Issue #1504, opened 2016-03-14
Intermittent failure in TestScheduleOneWayConflict


antrik:
This test sometimes fails (see https://semaphoreci.com/coreos/fleet/branches/pull-request-1501/builds/3 ) due to a race condition in the test case. There is actually a [comment](https://github.com/coreos/fleet/blob/master/functional/scheduling_test.go#L286) in there saying:

```
// TODO(jonboulle): fix this race. Since we no longer immediately
// remove unit state on unit destruction (and instead wait for
// UnitStateGenerator/UnitStatePublisher to clean up), the old unit
// shows up as active for quite some time.
```

I guess it could be fixed by using a similar loop as the one in [WaitForNActiveUnits()](https://github.com/coreos/fleet/blob/master/functional/platform/nspawn.go#L107). I wonder though whether checking the number of known units like that before checking the active units is really necessary? Maybe it could just be moved after the active units check -- or even dropped altogether?..

jonboulle:
@antrik I think you might be right - looks like it's probably just redundant with WaitForNActiveUnits?

antrik:
@jonboulle well, it's not *entirely* redundant, as it checks the total number of units, rather than "only" the active ones. It's not clear to me though whether or not there is much value in doing this...

Note that once https://github.com/coreos/fleet/pull/1501/commits/520a90f269c3bfd554d99f4b39371eb37a157c96 lands, it will be very easy to fix the race while keeping the extra test. I'm fine with either option.

antrik:
@jonboulle in fact, https://github.com/coreos/fleet/pull/1509/commits/8a22f07cf4c842723491dbbf06335fba0e41e9fe (and the followup https://github.com/coreos/fleet/pull/1509/commits/cd3a786cb655e5bb9d8eb46a5ad2283ab87aeb1b ) want to add a dedicated function just for that, which could be used here as well... I could just go ahead and add this function independently.

antrik:
Finding an appropriate wait condition turned out slightly more involved in the end; but it's working now with https://github.com/coreos/fleet/pull/1531.

PR #1531, opened 2016-04-04
Functional tests: Fix race condition in TestScheduleOneWayConflict()

antrik:
Wait for the `destroy` command to take effect using a proper wait
condition (with `WaitForState()`), instead of a fixed sleep period --
which was sometimes insufficient, causing intermittent failure.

————

## [Your instructions]
Your answer should be the full set of records above, restated exactly.

## [Your solution]
Issue #1504, opened 2016-03-14
Intermittent failure in TestScheduleOneWayConflict


antrik:
This test sometimes fails (see https://semaphoreci.com/coreos/fleet/branches/pull-request-1501/builds/3 ) due to a race condition in the test case. There is actually a [comment](https://github.com/coreos/fleet/blob/master/functional/scheduling_test.go#L286) in there saying:

```
// TODO(jonboulle): fix this race. Since we no longer immediately
// remove unit state on unit destruction (and instead wait for
// UnitStateGenerator/UnitStatePublisher to clean up), the old unit
// shows up as active for quite some time.
```

I guess it could be fixed by using a similar loop as the one in [WaitForNActiveUnits()](https://github.com/coreos/fleet/blob/master/functional/platform/nspawn.go#L107). I wonder though whether checking the number of known units like that before checking the active units is really necessary? Maybe it could just be moved after the active units check -- or even dropped altogether?..

jonboulle:
@antrik I think you might be right - looks like it's probably just redundant with WaitForNActiveUnits?

antrik:
@jonboulle well, it's not *entirely* redundant, as it checks the total number of units, rather than "only" the active ones. It's not clear to me though whether or not there is much value in doing this...

Note that once https://github.com/coreos/fleet/pull/1501/commits/520a90f269c3bfd554d99f4b39371eb37a157c96 lands, it will be very easy to fix the race while keeping the extra test. I'm fine with either option.

antrik:
@jonboulle in fact, https://github.com/coreos/fleet/pull/1509/commits/8a22f07cf4c842723491dbbf06335fba0e41e9fe (and the followup https://github.com/coreos/fleet/pull/1509/commits/cd3a786cb655e5bb9d8eb46a5ad2283ab87aeb1b ) want to add a dedicated function just for that, which could be used here as well... I could just go ahead and add this function independently.

antrik:
Finding an appropriate wait condition turned out slightly more involved in the end; but it's working now with https://github.com/coreos/fleet/pull/1531.

PR #1531, opened 2016-04-04
Functional tests: Fix race condition in TestScheduleOneWayConflict()

antrik:
Wait for the `destroy` command to take effect using a proper wait
condition (with `WaitForState()`), instead of a fixed sleep period --
which was sometimes insufficient, causing intermittent failure.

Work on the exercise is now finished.